━━━━━ STORED DATA

PR #73, opened 2021-03-24
Adding state machine tests for activity

vitarb:
Simple activity state machine tests, similar to those that we have for timer.

### DIFF
--- a/src/machines/test_help/async_workflow_driver.rs
+++ b/src/machines/test_help/async_workflow_driver.rs
@@ -131,26 +131,20 @@ impl CommandSender {
 
     /// Request to create a timer
     pub fn timer(&mut self, a: StartTimer) -> impl Future {
-        let tid = a.timer_id.clone();
-        let c = WFCommand::AddTimer(a);
-        self.send(c);
-        let rx = self.twd_cache.add_sent_cmd(Timer(tid.clone()));
-        let cache_clone = self.twd_cache.clone();
-        async move {
-            cache_clone.set_cmd_blocked(Timer(tid));
-            rx.await
-        }
+        self.send_blocking_cmd(Timer(a.timer_id.clone()), WFCommand::AddTimer(a))
     }
 
     /// Request to run an activity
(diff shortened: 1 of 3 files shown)


src/machines/test_help/async_workflow_driver.rs
```diff
@@ -138,6 +142,19 @@ impl CommandSender {
...
+    /// Request to run an activity
+    pub fn activity(&mut self, a: ScheduleActivity) -> impl Future {
+        let aid = a.activity_id.clone();
+        let c = WFCommand::AddActivity(a);
+        self.send(c);
+        let rx = self.twd_cache.add_sent_cmd(Activity(aid.clone()));
+        let cache_clone = self.twd_cache.clone();
+        async move {
+            cache_clone.set_cmd_blocked(Activity(aid));
+            rx.await
```
Sushisource, line 154: This code and the `timer` code are almost totally the same except the actual map key part. Let's factor it out.

src/machines/test_help/async_workflow_driver.rs
```diff
@@ -127,13 +131,20 @@ impl CommandSender {
...
-        let c = WFCommand::AddTimer(a);
+        self.send_blocking_cmd(Timer(a.timer_id.clone()), WFCommand::AddTimer(a))
+    }
+
+    /// Request to run an activity
+    pub fn activity(&mut self, a: ScheduleActivity) -> impl Future {
+        self.send_blocking_cmd(Activity(a.activity_id.clone()), WFCommand::AddActivity(a))
+    }
+
+    fn send_blocking_cmd(&mut self, id: CommandID, c: WFCommand) -> impl Future {
```
Sushisource, line 142: We really only need the second parameter here I think.

Sushisource (approved):

src/machines/test_help/async_workflow_driver.rs
Sushisource: Oh, nevermind, I see why. We don't know how to access the ID.

Issue #75, opened 2021-03-25
Avoid polling on shutdown_requested


bergundy:
Isn't there a way to avoid this polling? e.g. with a [channel](https://docs.rs/tokio/1.4.0/tokio/sync/index.html#watch-channel)?

_Originally posted by @bergundy in https://github.com/temporalio/sdk-core/pull/72#r601039530_

PR #77, opened 2021-03-26
Asyncify public APIs

Sushisource:
## What was changed:
Public Core APIs are now async

## Why?
We wanted to have separate APIs for workflow and activity polling, and in order to support single-threaded language SDKs, as well as for ergonomics reasons, using an async API makes sense.

## Closes issue: 
Fixes https://github.com/temporalio/sdk-core/issues/75

## How has this been tested?
Existing tests updated and pass

### DIFF
--- a/.buildkite/docker/Dockerfile
+++ b/.buildkite/docker/Dockerfile
@@ -1,4 +1,4 @@
-FROM rust:1.50
+FROM rust:1.51
 
 RUN rustup component add rustfmt && \
 	rustup component add clippy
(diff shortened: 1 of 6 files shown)


.buildkite/docker/Dockerfile
```diff
@@ -1,4 +1,4 @@
-FROM rust:1.50
+FROM rust:1.51
```
bergundy, line 1: 🎊

bergundy (approved):
Seems like it was an easy transition, nice!

vitarb (approved):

━━━━━━━━━━

→ WHAT IS EXPECTED: Take from the entries every line that has the string "docker".

→ RESPONSE TO THIS TASK:
--- a/.buildkite/docker/Dockerfile
+++ b/.buildkite/docker/Dockerfile
.buildkite/docker/Dockerfile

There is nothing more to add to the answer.